Copy out every line holding the string "dunstify" from the records below.
.....
PR #603, opened 2019-02-03
Test installation

tsipinakis:
Ensure that dunst is installed correctly to avoid bugs like #601.

### DIFF
--- a/.circleci/config.yml
+++ b/.circleci/config.yml
@@ -24,6 +24,7 @@ jobs:
       - checkout
       - run: make CC=clang -j all dunstify test/test
       - run: make CC=clang -j test-valgrind
+      - run: ./test/test-install.sh
       - run: make             clean
       - run: make CC=gcc   -j all dunstify test/test
       - run: make CC=gcc   -j test-valgrind
--- a/.travis.yml
+++ b/.travis.yml
@@ -26,6 +26,7 @@ before_install:
 
 script:
   - CFLAGS="-Werror" make all dunstify test-valgrind doc-doxygen
+  - ./test/test-install.sh
   - CFLAGS="-Werror" make clean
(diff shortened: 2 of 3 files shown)


tsipinakis:
> /bin/sh: ./test/test-install.sh: not found
Exited with code 127

I assume this is because it can't find /bin/bash. And since I'm using the `<()` bash-ism I don't see how to translate that to sh.
@bebehei Can you add bash to the docker images?

bebehei:
So, while I updated the docker images, I also have incorporated some changes to the file. Two mistakes, I found:

- `SYSTEMD` wasn't set.
- The script couldn't get executed in from random locations.

```bash
#!/usr/bin/env bash

set -euo pipefail

BASE="$(dirname "$(dirname "$(readlink -f "$0")")")"
PREFIX="${BASE}/install"

make -C "${BASE}" SYSTEMD=1 SERVICEDIR_SYSTEMD="${PREFIX}/systemd" SERVICEDIR_DBUS="${PREFIX}/dbus" PREFIX="${PREFIX}" install

diff -u <(find "${PREFIX}" -type f -printf "%P\n" | sort) - <<EOF
bin/dunst
dbus/org.knopwob.dunst.service
share/dunst/dunstrc
share/man/man1/dunst.1
systemd/dunst.service
EOF

make -C "${BASE}" SYSTEMD=1 SERVICEDIR_SYSTEMD="${PREFIX}/systemd" SERVICEDIR_DBUS="${PREFIX}/dbus" PREFIX="${PREFIX}" uninstall

if ! [ -z "$(find "${PREFIX}" -type f)" ]; then
        echo "Uninstall failed, following files weren't removed"
        find "${PREFIX}" -type f
        exit 1
fi
```

tsipinakis:
Updated

PR #605, opened 2019-02-07
Changes DBus name owner flag from None to Replace

petrblaho:
As some desktop environments do not support swapping out
their notification daemon
(https://gitlab.gnome.org/GNOME/gnome-shell/issues/99)
we need to use G_BUS_NAME_OWNER_FLAGS_REPLACE flag that
allows Dunst to take org.freedesktop.Notifications name
for itself.

### DIFF
--- a/src/dbus.c
+++ b/src/dbus.c
@@ -591,7 +591,7 @@ int dbus_init(void)
 
         owner_id = g_bus_own_name(G_BUS_TYPE_SESSION,
                                   FDN_NAME,
-                                  G_BUS_NAME_OWNER_FLAGS_NONE,
+                                  G_BUS_NAME_OWNER_FLAGS_REPLACE,
                                   dbus_cb_bus_acquired,
                                   dbus_cb_name_acquired,
                                   dbus_cb_name_lost,


petrblaho:
This solved mentioned issue for me and now I use dunst running as systemd user service as my notification daemon with GNOME.

bebehei:
I'm not sure if a hardcoded replace flag is a good thing.

petrblaho:
> I'm not sure if a hardcoded replace flag is a good thing.

Yep, I am not sure about that too... but I am not versed in either DBus or daemons development.

Maybe some flag or ENV var to read? No idea how to do that though as I do not use C at all :-)

bebehei:
I would actually favor `dunst -replace` in this case. As a short reminder: Backwards compatibility :wink:

I'm suspicious about this change. I'm pretty sure we hit a corner case and will shoot our foot with it.

tsipinakis:
In this case, we'd also need to have a similarly named dunstrc option.
`dunst -replace` sounds good in theory but then we'll also have `replace = {true | false }` in the dunstrc that can be confused with stacking or similar features. I'd propose `dbus_replace`.

tsipinakis:
Closing this as it's stale. Please open an issue or a new PR if this is still needed.

Issue #508, opened 2018-04-02
Some notifications are not saved in history


Sweenu:
For some reason, my notifications coming from kdeconnect don't get saved in history even though I have no special rule set.

Any idea where this behavior could come from and how I could solve that?

### Installation info

- Version: `1.3.0-5-gf7cf5b6`
- Install type: `pacman`
- Distro and version: `4.15.14-1-ARCH`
.....
Finished exercise.
       - run: make CC=clang -j all dunstify test/test
       - run: make CC=gcc   -j all dunstify test/test
   - CFLAGS="-Werror" make all dunstify test-valgrind doc-doxygen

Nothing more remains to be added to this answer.